* What the exercise asks: Where in the data below does the word "issues" appear? Copy each line that holds it.

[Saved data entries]
PR #1140, opened 2023-11-14
feat(neon): Support data URIs in NeonUrlImage

provokateurin:
Apps can also return inline SVGs as icons, so we need to support them as well.

### DIFF
--- a/packages/neon/neon/lib/src/widgets/image.dart
+++ b/packages/neon/neon/lib/src/widgets/image.dart
@@ -354,19 +354,27 @@ class NeonUrlImage extends StatelessWidget {
   Widget build(final BuildContext context) {
     final account = this.account ?? NeonProvider.of<AccountsBloc>(context).activeAccount.value!;
 
+    final uri = Uri.parse(url);
+    final dataUri = uri.data;
+
     return NeonCachedImage(
       getImage: () async {
-        final uri = account.completeUri(Uri.parse(url));
+        if (dataUri != null) {
+          return dataUri.contentAsBytes();
+        }
+
+        final completedUri = account.completeUri(uri);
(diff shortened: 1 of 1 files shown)


packages/neon/neon/lib/src/widgets/image.dart
```diff
@@ -354,19 +354,27 @@ class NeonUrlImage extends StatelessWidget {
   Widget build(final BuildContext context) {
     final account = this.account ?? NeonProvider.of<AccountsBloc>(context).activeAccount.value!;
 
+    final uri = Uri.parse(url);
+    final dataUri = uri.scheme == 'data' ? UriData.fromUri(uri) : null;
```
Leptopoda, line 358:
```suggestion
    final dataUri = uri.data;
```
I prefer inlining this in the below check as this variable would be redundant.
Also for your information `uri.isScheme('data')` would be preferred as it does the comparison case insensitive.

Leptopoda (changes requested):

packages/neon/neon/lib/src/widgets/image.dart
provokateurin: The data URI is also used in the hint, that's why I moved it outside.

Leptopoda: Any specific reason you don't like `uri.data` or just so the code doesn't look ugly.
I agree that there isn't any difference.

Leptopoda (approved):

packages/neon/neon/lib/src/widgets/image.dart
provokateurin: Oh I didn't know there was a getter for it. I'll use it instead

PR #1146, opened 2023-11-16
chore(neon_lints): update rules against dart 3.2

Leptopoda:
followup to #1143
I just noticed this when you already merged it :sweat_smile:


provokateurin (approved):
I knew about this change, but since it was not necessary for the CI to pass I didn't add it.

PR #1147, opened 2023-11-16
Update nextcloud package docs

provokateurin:
Closes https://github.com/nextcloud/neon/issues/1087

I'm not sure how much further usage instructions we can give without going into specific endpoints. Most of it should be easily discoverable after reading the readme.

### DIFF
--- a/packages/nextcloud/README.md
+++ b/packages/nextcloud/README.md
@@ -1,11 +1,8 @@
 # nextcloud
 
-A Nextcloud client written in Dart.  
+A Nextcloud API client written in Dart.
 
-This client will become the replacement for https://github.com/provokateurin/dart-nextcloud at some point ([See](https://github.com/nextcloud/neon/issues/1)).
-
-
-## Installing
+## Installation
 
 In the future this code will be available at https://pub.dev/packages/nextcloud, but for now you have to include it via git in your pubspec.yaml:
 ```yaml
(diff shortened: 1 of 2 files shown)


packages/nextcloud/README.md
```diff
@@ -25,15 +22,46 @@ dependency_overrides:
...
+
+It is not guaranteed that an API request will work unless the app is installed and enabled on the server (and has a supported version).  
+
+To get an easier overview of the available endpoints you can browse the [server OpenAPI documentation](https://docs.nextcloud.com/server/latest/developer_manual/_static/openapi.html), but be aware that the package might not be in sync with it.  
+Alternatively you can also go to https://pub.dev/documentation/nextcloud/latest (once the package has been republished at https://pub.dev/packages/nextcloud).
+
+The endpoints are grouped by app and most apps also group their endpoints again.
+They can be accessed using getters on the `NextcloudClient`.
+
+For an example checkout the [example](./example/example.dart).
```
Leptopoda, line 61: What's the benefit of mentioning this?

packages/nextcloud/README.md
```diff
@@ -25,15 +22,46 @@ dependency_overrides:
...
+    Uri.parse('http://localhost'),
+    loginName: 'admin',
+    appPassword: 'xxxxx-xxxxx-xxxxx-xxxx-xxxxx',
+);
+```
 
-To generate such a template take a look at `../../tool/generate-nextcloud.sh`.  
-After you have generated a template, you need to fill it out. Some endpoints can or have to be discarded.  
+Not all endpoints work with just HTTP Basic auth, so it is advised to use app passwords obtained either directly in the Web UI by the user or using the [login flow](https://docs.nextcloud.com/server/latest/developer_manual/client_apis/LoginFlow/index.html#login-flow-v2).  
+Some endpoints do not need any authentication at all or provided extended information when the request is authenticated.
```
Leptopoda, line 49: This sounds off. I guess you mean (but I'm not sure):
```suggestion
Some endpoints do not need any authentication at all or provide extended information when the request needs to be authenticated.
```

packages/nextcloud/README.md
provokateurin: Only mentioning the petstore example could lead people to think that it's the only example we have. We can also remove this if you like

packages/nextcloud/README.md
provokateurin: `is` is correct. The request can be optionally authenticated and in that case it will return more information.

packages/nextcloud/README.md
Leptopoda: Ok my fat fingers somehow messed up the lines.

I don't think we should mention the pet store example at all. The example under `./example` is ok to mention.
The petstore has nothing to with the nextcloud packge and I don't know who it would benefit.

provokateurin: Ah true, it really makes no sense haha. I messed that one up

provokateurin:

Leptopoda (approved):

PR #1151, opened 2023-11-17
fix class name collision on single member allOff

Leptopoda:
…

fixes: #1099 
needed for #1098 and #1049 

Should I keep #1099 open or create a new one for the broader naming collision check?


Leptopoda:
Pushed it under the wrong branch name

PR #1152, opened 2023-11-17
 fix class name collision on single member allOff

Leptopoda:
fixes: #1099 

Should I keep #1099 open or create a new one for the broader naming collision check?


provokateurin:
Let's create a new issue about broader name collision detection/avoidance

PR #1156, opened 2023-11-17
fix allOf with primitive types

Leptopoda:
fixes: #1098
depends on: #1155

### DIFF
--- a/packages/dynamite/dynamite_end_to_end_test/test/all_of_test.dart
+++ b/packages/dynamite/dynamite_end_to_end_test/test/all_of_test.dart
@@ -1,0 +1,78 @@
+import 'package:dynamite_end_to_end_test/all_of.openapi.dart';
+import 'package:test/test.dart';
+
+void main() {
+  test('ObjectAllOf', () {
+    final object = ObjectAllOf(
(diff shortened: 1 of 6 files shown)


provokateurin (commented):
Please add a unit test to validate that the serialization and deserialization work.

packages/dynamite/dynamite_end_to_end_test/test/all_of_test.dart
```diff
@@ -0,0 +1,78 @@
...
+
+    expect(object.toJson(), equals(json));
+    expect(OneObjectAllOf.fromJson(json), equals(object));
+  });
+
+  test('PrimitiveAllOf', () {
+    final object = PrimitiveAllOf(
+      (final b) => b
+        ..string = 'stringValue'
+        ..$int = 0,
```
provokateurin, line 38: 0 might not be the best value because it is sometimes used as a default value. I'm not sure if that could ever happen here, but I'd rather avoid it from the beginning.

provokateurin (changes requested):
LGTM, only one minor nitpick

provokateurin (approved):

PR #1157, opened 2023-11-18
refactor(nextcloud): Rework version checks

provokateurin:
Towards https://github.com/nextcloud/neon/issues/571

Allows to define proper minimum and maximum versions.

### DIFF
--- a/packages/nextcloud/lib/src/helpers/common.dart
+++ b/packages/nextcloud/lib/src/helpers/common.dart
@@ -1,2 +1,42 @@
-/// The result of a version check.
-typedef VersionSupported<T> = ({bool isSupported, T minimumVersion});
+import 'package:meta/meta.dart';
+import 'package:version/version.dart';
+
+/// Holds the [versions], [minimumVersion] and [maximumMajor] of an app.
+@immutable
+class VersionCheck {
+  /// Creates a new [VersionCheck].
+  ///
+  /// If the [maximumMajor] is `null` the compatibility of the major of the [minimumVersion] is checked.
+  VersionCheck({
+    required this.versions,
+    required this.minimumVersion,
+    required final int? maximumMajor,
+  }) : maximumMajor = maximumMajor ?? minimumVersion.major;
+
+  /// Current version of the app.
+  final List<Version>? versions;
+
+  /// Minimum version of the app.
+  final Version minimumVersion;
+
+  /// Maximum major version of the app.
+  late final int maximumMajor;
+
+  /// Whether the [versions] is allowed by the [minimumVersion] and [maximumMajor].
+  ///
+  /// If [versions] is `null` or empty it is assumed that the app is supported.
+  /// Only one of the [versions] has to be supported to return `true`.
+  bool get isSupported {
+    if (versions == null || versions!.isEmpty) {
+      return true;
+    }
+
+    for (final version in versions!) {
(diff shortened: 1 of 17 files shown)


packages/nextcloud/lib/src/helpers/common.dart
```diff
@@ -1,2 +1,43 @@
...
+  });
+
+  /// Current version of the app.
+  final Iterable<Version>? versions;
+
+  /// Minimum version of the app.
+  final Version minimumVersion;
+
+  /// Maximum version of the app.
+  final Version? maximumVersion;
```
provokateurin, line 23: For server it would make sense to have a flag to set the maximum version to be exclusive. Then we can specify the max version as 28.0.0 for example instead of 27.99.99

Leptopoda (changes requested):

packages/nextcloud/lib/src/helpers/common.dart
provokateurin: @Leptopoda what do you think?

Leptopoda: Github is garbage.
Because I replied from the review screen my comment is still "pending" :roll_eyes: 

---

Maybe we con do something with the minSupportedVersion.incrementMajor() and just check wether the version is smaller than the next major one.
Similar to what dynamite does.

provokateurin:

packages/nextcloud/test/version_check_test.dart
```diff
@@ -0,0 +1,101 @@
...
+          Version(0, 9, 9),
+          Version(1, 5, 0),
+          Version(1, 6, 0),
+          Version(2, 0, 0),
+        ],
+        minimumVersion: Version(1, 0, 0),
+        maximumExclusiveVersion: Version(1, 9, 9),
+      );
+      expect(check.isSupported, isTrue);
+    });
```
Leptopoda, line 39: Can you explain me how multiple versions work?
This list contains versions that are unsupported by the constraints like `0.9.9` and `2.0.0`. Does this mean that `isSupported` is just checking whether the list contains supported versions?

I couldn't find any helpflul information in the doc comments.

packages/nextcloud/lib/src/helpers/common.dart
```diff
@@ -1,2 +1,51 @@
...
+          }
+        } else {
+          if (version.major == minimumVersion.major) {
+            return true;
+          }
+        }
+      }
+    }
+
+    return false;
```
Leptopoda, line 49: This is still fairly complex. Why not supply a default max version in the constructor. Depending on my other question of how a list of versions should behave this could look:

```dart
  VersionCheck({
    required this.versions,
    required this.minimumVersion,
    required final Version? maximumExclusiveVersion,
  }) : maximumExclusiveVersion = maximumExclusiveVersion ?? minimumVersion.incrementMajor();

/* ... */

    for (final version in versions!) {
      if (version < minimumVersion || version > maximumExclusiveVersion) {
        return false;
      }
    }

    return true;
    
```

packages/nextcloud/test/version_check_test.dart
provokateurin: Yep it checks if at least one version is supported (used for news and notes). I'll add it to the doc comment

Leptopoda (approved):

Issue #1085, opened 2023-11-02
Add DynamiteRawResponse enpoint to webdav


Leptopoda:
Similar to the work done towards #878.

This should be implemented with an experimental tag using the DynamiteRawResponse or a compatible interface.

Leptopoda:
This does not make any sense without #878
I'll push some refinements I already make and close thin in favour of the other issue.

PR #1162, opened 2023-11-19
BytesStreamExtension add stream based xml decoding

Leptopoda:
Leftover from my investigation for #1085
I don't expect any significant performance gains from this. Some quick testing revealed a 3% gain at most which I consider margin of error.

### DIFF
--- a/packages/dynamite/dynamite_runtime/lib/src/http_extensions.dart
+++ b/packages/dynamite/dynamite_runtime/lib/src/http_extensions.dart
@@ -3,13 +3,18 @@ import 'dart:convert';
 import 'dart:typed_data';
 
 import 'package:universal_io/io.dart';
+import 'package:xml/xml.dart';
+import 'package:xml/xml_events.dart';
 
 /// A stream of bytes.
 ///
 /// Usually a `Stream<Uint8List>`.
 typedef BytesStream = Stream<List<int>>;
 
-final _utf8JsonDecoder = utf8.decoder.fuse(json.decoder);
+final _jsonBytesConverter = utf8.decoder.fuse(json.decoder);
+
+final _xmlBytesConverter =
+    utf8.decoder.fuse(XmlEventDecoder()).fuse(const XmlNormalizeEvents()).fuse(const XmlNodeDecoder());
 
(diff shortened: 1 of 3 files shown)


packages/dynamite/dynamite_runtime/lib/src/dynamite_client.dart
```diff
@@ -76,7 +76,7 @@ class DynamiteRawResponse<B, H> {
         _rawBody = switch (bodyType) {
           const FullType(Uint8List) => await response.bytes,
           const FullType(String) => await response.string,
```
provokateurin, line 78: Please also rename those to `bytesBody` and `stringBody`

provokateurin (changes requested):

packages/dynamite/dynamite_runtime/lib/src/dynamite_client.dart
Leptopoda: I think we should rather drop the `Body` suffix from xml and json.
The extension methods are on `Stream<List<int>>` and therefore have nothing to do with the response itself.

What do you think?

provokateurin: Sounds good

packages/dynamite/dynamite_runtime/lib/src/http_extensions.dart
```diff
@@ -3,13 +3,18 @@ import 'dart:convert';
...
 /// A stream of bytes.
 ///
 /// Usually a `Stream<Uint8List>`.
 typedef BytesStream = Stream<List<int>>;
 
-final _utf8JsonDecoder = utf8.decoder.fuse(json.decoder);
+final _xmlConverter =
+    utf8.decoder.fuse(XmlEventDecoder()).fuse(const XmlNormalizeEvents()).fuse(const XmlNodeDecoder());
+
+final _jsonBytesConverter = utf8.decoder.fuse(json.decoder);
```
provokateurin, line 17: The names are not following the same scheme, is that intended?

provokateurin (approved):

* Answer for this exercise:
Closes https://github.com/nextcloud/neon/issues/1087
-This client will become the replacement for https://github.com/provokateurin/dart-nextcloud at some point ([See](https://github.com/nextcloud/neon/issues/1)).
Towards https://github.com/nextcloud/neon/issues/571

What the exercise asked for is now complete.